In spite of grief and responsibilities, I began as their pastor the 4th Sunday in Advent and continued to serve as pastor at Rico while I started and finished the work for a Master of Divinity degree from Candler School of Theology at Emory.

During my years of "telling the good news of Jesus" behind a pulpit instead of a Sunday School classroom or a Missionary platform, I have sought to learn how to communicate this good news of Jesus. The love and power of God in the hearts of people is able to bring people together across all kinds of barriers as Paul tells tells the people of Galatia in Galations 3:22-28. "There is neither Jew nor Greek, there is neither slave nor free, there is neither male nor female ; for you are all one in Christ Jesus. "(Galations 3:28)

Ordination is not a right to which any of us, male or female are entitled. It is an unmerited call and an unexpected gift of the Lord's mercy. It is not a call to authority but a call to service.
BIBLIOGRAPHY
Gilbert, Paula Elizabeth. Choice of the Greater Good: The Christian Witness of Georgia Harkness. Graduate School of Duke University, 1984.
Harkness, Georgia. Religious Living. Association Press, New York, 1957.
Harkness, Georgia. The Church and Its Laity. Abingdon Press, New York, Nashville, 1962.
Harkness, Georgia. Grace Abounding, Abingdon Press, Nashville, 1969.
Harkness, Georgia. Christian Ethics, Abingdon Press, New York 1957.
Harkness, Georgia. The Ministry of Reconciliation. Abingdon Press, New York, 1971.
Harkness, Georgia. Women in Church and Society: A Historical and Theological Inquiry. Abingdon Press, Nashville. 1972.
Johnson, Helen. “Georgia Harkness: She Made Theology Understandable.”

5 comments:

Jane said...

Aunt Ruth, this is such a wonderful post. I remember Ruth Rogers, not personally, but by seeing her picture in a journal as a child. Mama used to get a journal and I just remember looking at the pictures and seeing Ruth Rogers and thinking "WOW, a woman preacher"!
I think you should submit this to the Advocate.

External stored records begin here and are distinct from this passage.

PR #590, opened 2026-05-06
Fix system audio capture on USB output devices

andrewphahn:
## Problem

The Core Audio process tap silently produces zero frames whenever the system output is set to a USB audio interface. `AudioHardwareCreateProcessTap`, `AudioHardwareCreateAggregateDevice`, `AudioDeviceCreateIOProcIDWithBlock`, and `AudioDeviceStart` all return `noErr`, but `handleInputData` is never invoked. The same code path works correctly with the MacBook built-in speakers.

Symptoms in the user-facing diagnostics:
- Sessions end with `systemCapturedFrames: false`
- No utterances tagged `[them]` ever appear, only `[you]` from the mic
- "No system audio detected. Check the selected speaker/output device." warning surfaces in the UI
- Switching system output back to MacBook built-in speakers makes capture work again with no other changes

Verified on macOS 26.4.1 against a USB audio interface.

## Root Cause

Two issues compounded:

1. **`tapDescription.stream = 0` was hardcoded.** Many USB audio interfaces expose multiple output streams, or the playback stream is not at index 0 (control/aux channels, multi-stream interfaces). The tap dutifully bound to a stream with no audio activity. Per Apple's docs, `CATapDescription.stream` is `UInt?` and defaults to `nil` = capture from all output streams, which is what we want.

2. **The aggregate device included the tapped USB output device as a real subdevice** (`kAudioAggregateDeviceMainSubDeviceKey` + `kAudioAggregateDeviceSubDeviceListKey`). HAL gets confused trying to drive the aggregate's clock cycle from USB hardware in this topology — the IO proc never fires even though all the setup APIs return `noErr`. Built-in speakers are forgiving of this; USB devices are not. The tap is already pinned to the selected output device via `tapDescription.deviceUID`, so the aggregate's only purpose is to expose the tap as an input source for `AudioDeviceCreateIOProcIDWithBlock` — it doesn't need the device as a subdevice at all.

## Fix

In `OpenOats/Sources/OpenOats/Audio/SystemAudioCapture.swift`:

1. Remove `tapDescription.stream = 0` (let it default to nil = all streams).
2. Switch to a tap-only private aggregate device — drop `kAudioAggregateDeviceMainSubDeviceKey`, `kAudioAggregateDeviceSubDeviceListKey`, and `kAudioAggregateDeviceIsStackedKey`.

The tap remains device-pinned via `tapDescription.deviceUID = outputUID`, so capture is still scoped to the selected output device.

## Verification

- Built locally with `swift build` — clean.
- Tested on macOS 26.4.1 against a USB audio interface:
  - Pre-fix: every test ended with `systemCapturedFrames: false` and zero `[them]` utterances.
  - Post-fix: capture works, IO proc fires, meeting markdown is generated normally with mixed speaker output.
  - macOS re-prompted for "System Audio Recording" permission on the new aggregate topology — expected, since it's a different Core Audio surface.
- MacBook built-in speakers continue to work as before.

## Notes

The "System Audio Recording" TCC prompt may need to be re-granted on first launch with this change because the aggregate device topology is different. Documented behavior — no code change needed.


andrewphahn:
Closing until ready, this s not working yet

andrewphahn:
## Note for local-build testers (TCC gotcha)

When testing this fix from a locally-built debug binary (`swift build`), you need to grant **System Audio Recording** permission to **both**:

1. The OpenOats binary itself, and
2. **The terminal application running the binary** (Terminal.app, iTerm, Warp, etc.)

macOS TCC propagates the System Audio Recording permission from the parent process for unbundled binaries. If the parent terminal doesn't have the permission, macOS silently delivers **zero-filled buffers** to the IO proc rather than failing the Core Audio APIs — every `AudioHardware*` and `AudioDevice*` call still returns `noErr`, frames still arrive on schedule, but every sample is `0.000000`.

This caused a long detour while testing this PR locally — the IO proc would fire on a USB output device but `sysPeak` was always exactly `0.0`, which looked like a deeper Core Audio routing bug. The fix in this PR is correct; granting the terminal the System Audio Recording permission immediately produced non-zero samples and working transcription on the same USB device.

Not a concern for users running the released, signed `.app` — they only need to grant the permission to OpenOats once, as before.

yazins-ai:
Thanks for this, @andrewphahn — the root cause analysis is excellent and the fix is well-targeted.

**Code review:**

The two changes are sound:

1. **Removing `tapDescription.stream = 0`**: Defaulting to `nil` (all output streams) is the correct behavior for diverse hardware. Hardcoding stream index 0 is a silent failure mode on any USB interface where the playback stream isn't at index 0 — exactly the scenario you described.

2. **Tap-only aggregate device**: Dropping the subdevice list (`kAudioAggregateDeviceMainSubDeviceKey`, `kAudioAggregateDeviceSubDeviceListKey`, `kAudioAggregateDeviceIsStackedKey`) is a net simplification. Since the tap is already pinned to the output device via `tapDescription.deviceUID`, the aggregate doesn't need the device as a subdevice — it only needs to expose the tap as an input source. This avoids the HAL clock confusion you identified.

The TCC note in your second comment is very helpful context for local testers — that's a non-obvious macOS behavior.

**One question:** Your earlier comment said "Closing until ready, this is not working yet," but the follow-up TCC explanation suggests the fix is actually correct and the issue was terminal permissions during local testing. Could you confirm whether this PR is ready for review/merge, or if there are still outstanding issues you're working through?

CI checks haven't run on this PR yet — once you confirm readiness we can get those triggered.

andrewphahn:
@yazins-ai PR is ready to merge. It was the TCC explanation. I just needed to grant the terminal system audio recording privileges. Once I found that, I was able to validate that the PR was correct.

yazins-ai:
Thanks for this excellent fix, @andrewphahn! Your root cause analysis was spot on — the hardcoded stream index and the subdevice-based aggregate were both contributing to the silent failure on USB audio interfaces.

I've applied your fix in #591 (reimplemented to run through our CI pipeline since fork PRs can't trigger it directly). Your contribution is credited in the commit message.

The TCC note for local-build testers was also very helpful context. Appreciate you taking the time to document that after the initial debugging detour.

PR #610, opened 2026-05-13
Auto-generate post-meeting notes when configured

### LINKED ISSUE #603: Automatically generate notes (summary) after meeting
It would be great to be able to have an option to automatically generate meeting notes as soon as the meeting ends. We could set a default template or default to the "Generic" one.

My objective is to have the summary + transcript by default in the markdown file right after the meeting ends without having to click.

kkarimi:
Closes #603

## What changed
- trigger automatic note generation after meeting finalization when notes generation is actually configured for the active provider
- wait for batch retranscription when that path is truly active before generating notes
- run background auto-generation through a detached notes engine so it does not clobber a manual generation already running in the detail pane
- refresh the main-window detail pane and the Notes Workspace when background-generated notes land
- add focused provider-gating and lifecycle coverage, plus harden the two home-timeline smoke tests around restored secondary windows

## Why
The current flow requires a manual `Generate Notes` action even when the user has already configured notes generation. That is the behavior gap in #603.

The implementation uses a stricter gate than "a model string exists" because `OpenRouter` ships with a default model name even when no API key is present. Treating that as configured would create post-meeting failures after every meeting.

## User impact
- stopping a meeting can now produce notes automatically without an extra click
- batch-improved transcripts still win when batch retranscription is enabled and available
- existing manual note generation remains intact for users who want to regenerate or edit from the detail pane

## Validation
- `swift test --filter "LiveSessionControllerTests|SettingsStoreTests|NotesControllerTests|NotesEngineTests"`
- `scripts/run_ui_smoke.sh`
- `SKIP_SIGN=1 SKIP_INSTALL=1 scripts/build_swift_app.sh`

### DIFF
--- a/OpenOats/Sources/OpenOats/App/LiveSessionController.swift
+++ b/OpenOats/Sources/OpenOats/App/LiveSessionController.swift
@@ -146,6 +146,8 @@ final class LiveSessionController {
     private var observedSystemHasEverCapturedFrames = false
     private var observedMicHasEverCapturedFrames = false
     private var pendingRecoveryDiagnostics: PendingRecoveryDiagnostics?
+    private var pendingAutoNotesSessionID: String?
+    private var autoGeneratingNotesSessionID: String?
 
     init(coordinator: AppCoordinator, container: AppContainer) {
         self.coordinator = coordinator
@@ -261,6 +263,8 @@ final class LiveSessionController {
                             }
                         }
                     }
+
+                    resumePendingAutoNotesIfNeeded(for: status, settings: settings)
                 }
             }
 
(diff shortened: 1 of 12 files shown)


allaire:
@kkarimi Thanks for this, it works well, but curious to know how to select a default custom template?

kkarimi:
@allaire its meant to be at the meeting "family" level but I think its not working right now? will try to test it out/get a fix in soon

allaire:
@kkarimi how is the family determined? It fallback on Generic so far for me, but perhaps I<m not understand this correctly.

Also unclear why there is a lock and reset button in "Settings > Templates" that seems to do nothing

kkarimi:
@allaire meeting family is meant to be reoccurring calendar events that have the same prefixed meeting id, with fallback of meetings that have same title. 
please do keep posting about any issues you find, I’ll make sure to address all of them, thanks

allaire:
@kkarimi ah, got it. perhaps being able to set a "default" template would be a better UX.

Also noticed that when you generate notes, it re-writes the meeting filename as well, but I think keeping the calendar event name is always better when a recording is linked to a meeting.

PR #635, opened 2026-05-22
fix: Expand Advanced Detection Settings tap target to full row

jasnoorgill:
## Summary

The **Advanced Detection Settings** row in Settings → General had a tap target limited to just the chevron (>). This PR makes the entire light-colored row rectangle tappable.

**Changes:**
- Bound `DisclosureGroup` expansion to a `@State` variable (`showAdvancedDetection`) for manual control
- Replaced the default string label with a custom label using a full-width `HStack + Spacer`
- Used `.padding(.vertical, 10)` → `.contentShape(Rectangle())` → `.padding(.vertical, -10)` to extend the hit area into the Form row's vertical insets, covering the full background rectangle without affecting row height

This is the same pattern used in #611 (intent card tap target fix).

## How to test

1. Open Settings → General
2. Enable **Auto-detect meetings** to reveal the Advanced Detection Settings row
3. Tap anywhere on the light-colored row (top edge, bottom edge, empty space) — it should expand/collapse

### DIFF
--- a/Casks/openoats.rb
+++ b/Casks/openoats.rb
@@ -1,6 +1,6 @@
 cask "openoats" do
-  version "1.79.1"
-  sha256 "d64cb2243fe14a9501859df3c69965b1dede8c6d9d4375fdf70a76283fa6c90e"
+  version "1.80.0"
+  sha256 "0db36f361a9061b3e4b8e23bc33693e667ee9e7043e250103873f7c9deab505a"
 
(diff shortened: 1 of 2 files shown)


yazins-ai:
Thanks @jasnoorgill. The full-row tap target is a nice polish fix for Settings, and I folded in the pending cask bump before merging.

PR #637, opened 2026-05-23
fix: Fix template creation form alignment and growth

jasnoorgill:
## Summary

The new template creation form (Settings → Templates → New Template) had two layout bugs caused by being nested inside a `Form { .formStyle(.grouped) }`:

- **Text field right-aligned**: macOS grouped Form applies trailing column alignment to all content, and SwiftUI modifiers like `.multilineTextAlignment(.leading)` and `.environment(\.multilineTextAlignment, .leading)` cannot override it from within
- **Notes Prompt box grew with content**: Form row height management ignored `.frame(height:)` and `.clipped()` constraints

**Fix**: Moved the creation `VStack` out of the `Form` entirely, rendering it directly in the `ScrollView`. This removes Form's layout engine from the picture entirely.

**Additional improvements while here:**
- Upgraded Name / Icon / Notes Prompt labels to `size 13, semibold` for clearer visual hierarchy
- Moved `"e.g. Sprint Planning"` hint inline with the Name label instead of as a separate row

I think it is something that should be read by all Methodist.
I love you and I am SO proud of you.

Anonymous said...

Mother,
well-written, as always. And very interesting! I learned some things I hadn't known about you before. Love you! Debi

Joan said...

Very interesting post. I am sorry that the length will probably prevent some readers from persevering to read it in its entirity -- it is well worth the time it takes. Both of these names were just names to me -- I had heard of them but did not really know who they were and what they did.

Lyn said...

Interesting post. Thank you for writing it. I wish I had been able to hear your last official sermon. I am thankful I was able to hear several over the last year. You are a gifted minister to people.
Love you!

Unknown said...

This is absolutely fascinating! I think the Advocate would be very interested (should be anyway)!! With all the interest in anything and everything having to do with "women" it should be especially relevant. I enjoyed reading some of the things about your life that I did not know before!